## YOUR GOAL
Locate the word "warning" in the entries below, then gather every line that holds it.

[Saved data entries]
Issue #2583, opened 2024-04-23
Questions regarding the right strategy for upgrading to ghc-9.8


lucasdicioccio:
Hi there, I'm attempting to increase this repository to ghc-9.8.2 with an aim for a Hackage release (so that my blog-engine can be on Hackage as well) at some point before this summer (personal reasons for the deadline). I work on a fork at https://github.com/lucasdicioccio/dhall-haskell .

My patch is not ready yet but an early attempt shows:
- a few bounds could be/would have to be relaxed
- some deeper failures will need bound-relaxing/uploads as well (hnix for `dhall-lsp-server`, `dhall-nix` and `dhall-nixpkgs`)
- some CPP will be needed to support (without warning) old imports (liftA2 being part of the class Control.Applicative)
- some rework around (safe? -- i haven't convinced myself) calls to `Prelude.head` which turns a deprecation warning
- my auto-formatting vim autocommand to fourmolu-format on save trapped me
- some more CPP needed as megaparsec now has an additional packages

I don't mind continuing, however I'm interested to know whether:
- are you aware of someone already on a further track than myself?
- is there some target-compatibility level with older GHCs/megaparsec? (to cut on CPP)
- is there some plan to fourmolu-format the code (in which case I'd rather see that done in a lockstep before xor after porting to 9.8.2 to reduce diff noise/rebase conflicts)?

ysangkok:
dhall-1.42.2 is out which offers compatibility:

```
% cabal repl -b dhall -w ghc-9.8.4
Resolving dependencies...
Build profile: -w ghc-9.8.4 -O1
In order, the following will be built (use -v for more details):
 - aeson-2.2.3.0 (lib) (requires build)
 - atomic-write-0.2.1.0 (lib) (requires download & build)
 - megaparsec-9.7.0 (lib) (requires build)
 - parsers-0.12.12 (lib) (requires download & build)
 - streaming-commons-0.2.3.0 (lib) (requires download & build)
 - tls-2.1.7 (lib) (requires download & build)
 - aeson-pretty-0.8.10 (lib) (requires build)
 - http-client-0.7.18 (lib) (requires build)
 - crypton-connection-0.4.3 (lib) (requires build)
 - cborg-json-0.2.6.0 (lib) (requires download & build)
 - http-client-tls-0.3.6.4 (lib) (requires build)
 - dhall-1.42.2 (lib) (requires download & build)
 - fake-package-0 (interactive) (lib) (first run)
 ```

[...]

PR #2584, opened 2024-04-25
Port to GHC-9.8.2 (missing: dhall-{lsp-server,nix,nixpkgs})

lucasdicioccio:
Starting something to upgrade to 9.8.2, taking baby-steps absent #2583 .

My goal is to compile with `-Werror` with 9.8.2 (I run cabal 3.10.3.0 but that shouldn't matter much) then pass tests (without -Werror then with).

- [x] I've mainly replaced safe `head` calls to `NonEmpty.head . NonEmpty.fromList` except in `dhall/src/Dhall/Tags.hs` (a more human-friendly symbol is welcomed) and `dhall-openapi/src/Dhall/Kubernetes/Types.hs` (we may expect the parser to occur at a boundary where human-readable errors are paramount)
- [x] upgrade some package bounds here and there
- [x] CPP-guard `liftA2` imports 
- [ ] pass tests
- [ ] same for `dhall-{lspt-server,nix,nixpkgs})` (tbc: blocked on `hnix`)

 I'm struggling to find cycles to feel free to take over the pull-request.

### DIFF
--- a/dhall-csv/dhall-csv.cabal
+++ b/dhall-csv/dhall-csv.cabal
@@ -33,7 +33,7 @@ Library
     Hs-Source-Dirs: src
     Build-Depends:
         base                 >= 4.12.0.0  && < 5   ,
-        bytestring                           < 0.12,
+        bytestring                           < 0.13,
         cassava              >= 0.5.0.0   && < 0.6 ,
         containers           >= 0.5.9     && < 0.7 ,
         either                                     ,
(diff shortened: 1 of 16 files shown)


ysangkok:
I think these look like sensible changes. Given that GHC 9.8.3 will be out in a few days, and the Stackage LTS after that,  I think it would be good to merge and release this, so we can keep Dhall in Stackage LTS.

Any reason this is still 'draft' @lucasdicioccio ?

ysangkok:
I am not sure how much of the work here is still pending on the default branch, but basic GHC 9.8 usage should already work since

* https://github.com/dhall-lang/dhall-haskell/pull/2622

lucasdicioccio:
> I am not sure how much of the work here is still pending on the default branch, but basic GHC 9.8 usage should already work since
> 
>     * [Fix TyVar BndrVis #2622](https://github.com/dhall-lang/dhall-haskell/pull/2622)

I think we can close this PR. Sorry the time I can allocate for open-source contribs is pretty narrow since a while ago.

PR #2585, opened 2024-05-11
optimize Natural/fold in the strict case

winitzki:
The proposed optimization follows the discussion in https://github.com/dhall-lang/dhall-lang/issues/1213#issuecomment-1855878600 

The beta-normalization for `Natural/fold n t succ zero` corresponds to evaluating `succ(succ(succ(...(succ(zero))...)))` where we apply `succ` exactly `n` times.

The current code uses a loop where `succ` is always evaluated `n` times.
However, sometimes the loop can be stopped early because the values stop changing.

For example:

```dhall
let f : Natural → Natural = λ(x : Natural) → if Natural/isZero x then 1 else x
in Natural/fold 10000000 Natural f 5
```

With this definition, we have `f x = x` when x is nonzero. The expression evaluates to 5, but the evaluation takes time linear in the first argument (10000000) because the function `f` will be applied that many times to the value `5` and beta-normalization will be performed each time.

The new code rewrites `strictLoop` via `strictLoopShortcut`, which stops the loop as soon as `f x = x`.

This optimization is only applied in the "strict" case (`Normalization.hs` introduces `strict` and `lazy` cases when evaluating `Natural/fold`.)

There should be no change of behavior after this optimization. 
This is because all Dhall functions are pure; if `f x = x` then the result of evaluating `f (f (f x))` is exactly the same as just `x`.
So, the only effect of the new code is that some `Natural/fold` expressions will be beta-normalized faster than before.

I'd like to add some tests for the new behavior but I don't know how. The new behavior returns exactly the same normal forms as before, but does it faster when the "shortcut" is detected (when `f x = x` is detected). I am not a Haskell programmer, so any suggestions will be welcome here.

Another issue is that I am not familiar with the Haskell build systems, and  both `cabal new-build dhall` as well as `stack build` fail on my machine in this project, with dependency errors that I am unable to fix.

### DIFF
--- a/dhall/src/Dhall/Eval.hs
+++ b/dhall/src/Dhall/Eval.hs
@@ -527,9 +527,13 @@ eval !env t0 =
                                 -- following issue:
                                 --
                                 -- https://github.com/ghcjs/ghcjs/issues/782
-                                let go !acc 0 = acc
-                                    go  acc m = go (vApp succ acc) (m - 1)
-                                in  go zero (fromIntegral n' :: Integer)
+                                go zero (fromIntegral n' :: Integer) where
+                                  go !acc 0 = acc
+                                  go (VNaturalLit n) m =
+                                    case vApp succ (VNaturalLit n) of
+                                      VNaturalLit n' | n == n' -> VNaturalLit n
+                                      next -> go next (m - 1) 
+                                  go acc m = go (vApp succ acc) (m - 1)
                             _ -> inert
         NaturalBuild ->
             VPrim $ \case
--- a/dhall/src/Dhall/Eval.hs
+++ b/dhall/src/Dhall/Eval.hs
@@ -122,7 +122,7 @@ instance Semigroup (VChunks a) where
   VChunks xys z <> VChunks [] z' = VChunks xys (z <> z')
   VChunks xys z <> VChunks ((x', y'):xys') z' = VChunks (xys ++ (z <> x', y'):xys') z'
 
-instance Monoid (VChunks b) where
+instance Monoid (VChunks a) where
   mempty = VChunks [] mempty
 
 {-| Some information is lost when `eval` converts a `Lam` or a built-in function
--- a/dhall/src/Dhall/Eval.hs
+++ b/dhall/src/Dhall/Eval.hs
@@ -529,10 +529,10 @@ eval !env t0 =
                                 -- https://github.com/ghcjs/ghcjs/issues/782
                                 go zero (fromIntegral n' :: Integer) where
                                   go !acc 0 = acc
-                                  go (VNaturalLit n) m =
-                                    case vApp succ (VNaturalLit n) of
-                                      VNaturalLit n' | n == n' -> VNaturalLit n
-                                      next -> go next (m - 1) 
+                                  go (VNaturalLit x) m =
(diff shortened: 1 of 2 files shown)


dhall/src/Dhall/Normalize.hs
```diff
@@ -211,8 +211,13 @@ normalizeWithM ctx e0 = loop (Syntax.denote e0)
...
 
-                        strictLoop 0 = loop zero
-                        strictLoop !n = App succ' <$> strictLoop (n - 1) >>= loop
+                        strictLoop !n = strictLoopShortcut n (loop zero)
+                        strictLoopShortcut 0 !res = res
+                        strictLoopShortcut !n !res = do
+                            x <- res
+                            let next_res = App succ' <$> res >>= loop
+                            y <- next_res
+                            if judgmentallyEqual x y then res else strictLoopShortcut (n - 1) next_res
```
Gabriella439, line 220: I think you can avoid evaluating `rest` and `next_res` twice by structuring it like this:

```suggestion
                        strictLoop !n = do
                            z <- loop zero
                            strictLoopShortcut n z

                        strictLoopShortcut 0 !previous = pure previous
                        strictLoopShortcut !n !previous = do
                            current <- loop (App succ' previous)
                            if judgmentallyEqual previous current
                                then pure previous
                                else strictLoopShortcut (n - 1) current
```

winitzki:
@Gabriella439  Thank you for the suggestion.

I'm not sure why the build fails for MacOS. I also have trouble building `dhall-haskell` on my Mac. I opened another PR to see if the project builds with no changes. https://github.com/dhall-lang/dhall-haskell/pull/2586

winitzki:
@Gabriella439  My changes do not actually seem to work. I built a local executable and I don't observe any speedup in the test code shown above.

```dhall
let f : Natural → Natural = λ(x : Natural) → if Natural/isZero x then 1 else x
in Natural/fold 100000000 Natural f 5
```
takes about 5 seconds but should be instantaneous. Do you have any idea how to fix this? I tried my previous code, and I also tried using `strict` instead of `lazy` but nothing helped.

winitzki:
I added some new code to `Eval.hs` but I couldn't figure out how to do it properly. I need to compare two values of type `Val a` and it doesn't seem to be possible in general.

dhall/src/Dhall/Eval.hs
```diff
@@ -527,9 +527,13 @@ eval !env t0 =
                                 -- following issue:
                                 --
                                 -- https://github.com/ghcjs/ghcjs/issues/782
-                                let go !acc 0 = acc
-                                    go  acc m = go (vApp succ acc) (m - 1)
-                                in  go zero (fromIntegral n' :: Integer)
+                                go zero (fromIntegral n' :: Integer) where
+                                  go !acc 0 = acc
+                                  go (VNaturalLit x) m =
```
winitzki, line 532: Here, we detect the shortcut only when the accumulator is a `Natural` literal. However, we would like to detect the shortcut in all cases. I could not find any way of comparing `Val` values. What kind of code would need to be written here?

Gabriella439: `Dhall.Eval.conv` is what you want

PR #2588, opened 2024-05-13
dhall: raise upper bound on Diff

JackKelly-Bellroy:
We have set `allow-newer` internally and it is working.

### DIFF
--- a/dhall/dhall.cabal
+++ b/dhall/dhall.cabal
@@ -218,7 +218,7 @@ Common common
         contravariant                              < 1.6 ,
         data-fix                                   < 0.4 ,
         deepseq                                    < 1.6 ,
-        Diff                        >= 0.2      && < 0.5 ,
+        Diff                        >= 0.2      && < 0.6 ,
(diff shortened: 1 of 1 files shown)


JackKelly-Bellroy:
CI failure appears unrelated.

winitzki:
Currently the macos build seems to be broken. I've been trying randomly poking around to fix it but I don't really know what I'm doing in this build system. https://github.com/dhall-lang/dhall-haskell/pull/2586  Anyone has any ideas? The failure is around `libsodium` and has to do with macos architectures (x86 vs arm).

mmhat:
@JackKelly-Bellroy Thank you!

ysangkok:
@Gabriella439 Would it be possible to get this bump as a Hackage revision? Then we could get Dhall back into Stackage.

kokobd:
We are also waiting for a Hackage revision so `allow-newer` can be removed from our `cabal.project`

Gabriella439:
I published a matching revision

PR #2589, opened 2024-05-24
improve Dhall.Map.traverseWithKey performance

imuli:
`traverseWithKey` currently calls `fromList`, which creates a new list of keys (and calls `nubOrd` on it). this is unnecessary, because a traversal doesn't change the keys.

## ANSWER FOR THIS EXERCISE
- some CPP will be needed to support (without warning) old imports (liftA2 being part of the class Control.Applicative)
- some rework around (safe? -- i haven't convinced myself) calls to `Prelude.head` which turns a deprecation warning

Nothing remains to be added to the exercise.